Женихов Людмиле не надо было искать: вокруг нее всегда хороводились свои парни, навяливали дружбу и любовь командировочные. Ухаживали за ней молчуны с твердым характером, непьющие, некурящие, грамотные. Родители дали совет дочери: «Иди за Тимку Милешкина. Сундуков с шелком и бархатом он тебе не припасет, зато характером легкий и тебя, ветреную, поедом не заест. Придешь в полночь — не набросится с кулаками, проспишь до обеда — только порадуется. Не задушит Милешкин в тебе веселую душу, не оборвет перья-крылышки, чего еще надо для счастья? Но и сам будет вольным Тимка. Может век с тобой прожить, не вылазя за порог избы, а может и сразу после свадьбы укатить в неведомые края, откуда ты никакими крючками не выдернешь его».
Как предсказывали старики, так и вышло.
Вздрогнув, Людмила проснулась. Радио не бормотало, свет не горел, только дружно посапывали ребята. Значит, уже за полночь. Она зажгла керосиновую лампу, закрыла трубу печки, раздела детей, вялых и тяжелых, уложила их в постели и, бодрая от короткого сна, надела полушубок и вышла на улицу.
Ни огонька, ни звука в деревне. Месяц выпростался из хмари облаков и обливал желтоватым светом огороды и улицы. Шла Людмила к складу через свой огород по широкой, укатанной автомобилями дороге и равнодушно думала, что земли пропало добрых соток пять.

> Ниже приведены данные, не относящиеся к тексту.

PR #64, opened 2019-01-22
Doorhanger list view updates

### LINKED ISSUE #12: Update doorhanger list view
When I want to take inventory of the accounts I have saved for a specific URL, I want an easy way to navigate the list to make decisions around next actions (view details, copy, manage).

## Acceptance criteria
* Should align to photon design standards
* Should feel native to the Firefox browser

## Visual Design
**Zeplin**
Default (search focused): https://zpl.io/2EPeOpy
Filtered: https://zpl.io/25G8Jln
Entry Hover: https://zpl.io/andg3Rk
Info Button Hover: https://zpl.io/bJ9JDAJ
Bottom Button ("Open Lockbox") Hover: https://zpl.io/V4QNvg4

meandavejustice:
Fixes #12

## Screenshots or Videos
list-button-hover
info-hover
default-list
filtered
list-hover

## To Do
- [X] Add banner with filtered item count in search view (waiting till sync work is done so I have access to data in component)


6a68:
@meandavejustice looks like this needs a rebase and a few linter fixes

meandavejustice:
info icon downloaded from zeplin looks bad for some reason
firefox_giewoz0af8

meandavejustice:
@nickbrandt @6a68 I believe all of your comments have now been addressed, I updated the pr description with screenshots also

nickbrandt:
@meandavejustice this is looking really close, thanks for addressing those items. Just noticing a few remaining things, identified below:

#### Entry List - Default
default

- Doorhanger background: #F2F2F4 (custom)
- Placeholder text: Gray 50
- Info icons/buttons: 16px padding from right side
- Info button: 32px width/height
- Header/Search height: 50px

---

#### Entry List - Filtered/Searching
filtered

- Text should be Grey 90
- When only 1 entry in results, text needs to read “1 entry found” (vs “entries”)
- Results text area should be similar to default state (background, font weight/color)
- Clear button: 16px padding from right side

---

#### Entry List - Hover States
hover

- Can we darken info icon to Gray 50 on hover of entry list item

---

#### Entry List - Hover States
screen shot 2019-01-29 at 11 24 03 am

Because the entry list items are tied to what you see in the full view, we are now seeing the info icons/buttons there as well. We actually don't need them there, can we update this for those to only be visible in the doorhanger?

Thanks!

nickbrandt:
@meandavejustice I'll try and look into the Info icon, it appears pretty close on my Mac, but does look a bit pixelated on your screenshot

src/list/components/item-summary.js
```diff
@@ -74,6 +74,7 @@ export default function ItemSummary({className, id, title, username, verbose,
                    $length={trimmedUsername.length}>
           <div data-name="subtitle" className={styles.subtitle}>no uSERNAMe</div>
         </Localized>
+        <div className={styles.info}></div>
```
linuxwolf: This inadvertently causes a breakage in `test/unit/list/components/item-summary-test.js` because more than one element matches `div > div`.

I think the most expedient way to fix htis is to change the [`merge classNames` test](https://github.com/mozilla-lockbox/lockbox-addon/blob/c36df2c25d65161c72c3eb5021a153879040d876/test/unit/list/components/item-summary-test.js#L47) to explicitly set an item id and then use it as `data-item-id` when `find()`ing the item.

6a68:
@meandavejustice Hey, when this is ready, remove the 'WIP' from the title, and re-request a review. Would be cool to fix the "merge master into branch" git noise, too.

src/list/popup/components/item-list-panel.js
```diff
@@ -67,35 +67,46 @@ export default function ItemListPanel({inputRef, noResultsBanner, ...props}) {
...
+    } else if (isFiltering) {
+      const count = props.items.length;
+      banner = (
+          <Localized id="filtered-banner" $count={count}>
+            <PanelBanner border="floating"> {count} eNTRIEs fOUNd</PanelBanner>
+          </Localized>
+      );
     } else {
-      topBorder = "floating";
+      banner = (
```
linuxwolf: this causes a breakage in `test/unit/list/popup/components/item-list-panel-test.js`.

There is now always a [`PanelBanner`](https://github.com/mozilla-lockbox/lockbox-addon/blob/c36df2c25d65161c72c3eb5021a153879040d876/test/unit/list/popup/components/item-list-panel-test.js#L90), where previously there were some cases it would not be there.

src/list/popup/components/item-list-panel.js
```diff
@@ -35,16 +35,16 @@ class PopupItemList extends React.Component {
   render() {
     const {items, ...props} = this.props;
     const {selected} = this.state;
-    const verbose = items.length <= MAX_VERBOSE_ITEMS;
 
     return (
-      <ItemList {...props} items={items} verbose={verbose} selected={selected}
+        <ItemList {...props} panel={true} items={items} verbose={false} selected={selected}
```
linuxwolf: This causes breaking in `test/unit/list/popup/containers/all-items-panel-test.js`.  We'd have to look back over the designs, but I think it's safe enough to remove `verbose` altogether.

Otherwise, [this check](https://github.com/mozilla-lockbox/lockbox-addon/blob/c36df2c25d65161c72c3eb5021a153879040d876/test/unit/list/popup/containers/all-items-panel-test.js#L100) should be removed.

nickbrandt:
@meandavejustice I couldn't find anything wrong with the info icon we were exporting through Sketch, so I went ahead and downloaded it from the [Photon site](https://design.firefox.com/icons/viewer/), and updated it to be the same color/sizing we were using (attached below). Let me know if this works out any better. It may be just some issue with exporting through Sketch and how that is getting translated (though that would be strange as other icons are working this way), but if you still have issues perhaps just try using the one straight from the Photon site and through CSS update the color/size. Let me know how it turns out!

[icon-info.svg.zip](https://github.com/mozilla-lockbox/lockbox-addon/files/2818885/icon-info.svg.zip)

meandavejustice:
Thanks @nickbrandt just pushed an update, your version of the info icon took care of it on my end.

nickbrandt:
@meandavejustice the caret looks good 👍 

Still seeing #737373 for the Search text. Looks like perhaps the empty state text got updated instead?

screen shot 2019-02-04 at 9 30 48 am
screen shot 2019-02-04 at 9 31 04 am
screen shot 2019-02-04 at 9 31 34 am

meandavejustice:
@nickbrandt God sorry, it should be actually correct now!

nickbrandt:
@meandavejustice no worries, looks good now. Thanks!

screen shot 2019-02-04 at 10 12 03 am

С каких-то пор навадились шоферы ездить к складу через огород, напрямую. Ругалась с шоферами Людмила, да что толку. Отшучивались, отсмеивались водители — что им слова женщины! Другое дело, если б мужчина поговорил с ними.
«Ему не надо, — на пути к складу думала Милешкина о муже, — ему до фени». Шла она караулить склад с пустыми руками, безо всякого оружия. Года два назад, в день назначения Людмилы сторожем, дали ей колхозный дробовик. Ребятишки с ружьем распорядились по-своему: вывинтили винты, повытаскивали пружины, из ствола смастерили дальнобойную брызгалку. И безоружной Людмила никого не боялась. Кому на нее нападать? В деревне все свои. И склад никогда не зорили, даже, говорят старики, в войну не грабили. Людмила не могла понять, зачем караулить амбар среди своих-то людей.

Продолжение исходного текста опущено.